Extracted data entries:
PR #465, opened 2022-08-10
Add 'ec-ecparam.softhsm' test

ulrichb:
This adds an additional test for #456.

It runs `openssl ecparam -genkey ...` with an additional `-engine pkcs11`.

## Task to carry out
Exact repetition of every entry in the data is required.

## Response for this exercise
PR #465, opened 2022-08-10
Add 'ec-ecparam.softhsm' test

ulrichb:
This adds an additional test for #456.

It runs `openssl ecparam -genkey ...` with an additional `-engine pkcs11`.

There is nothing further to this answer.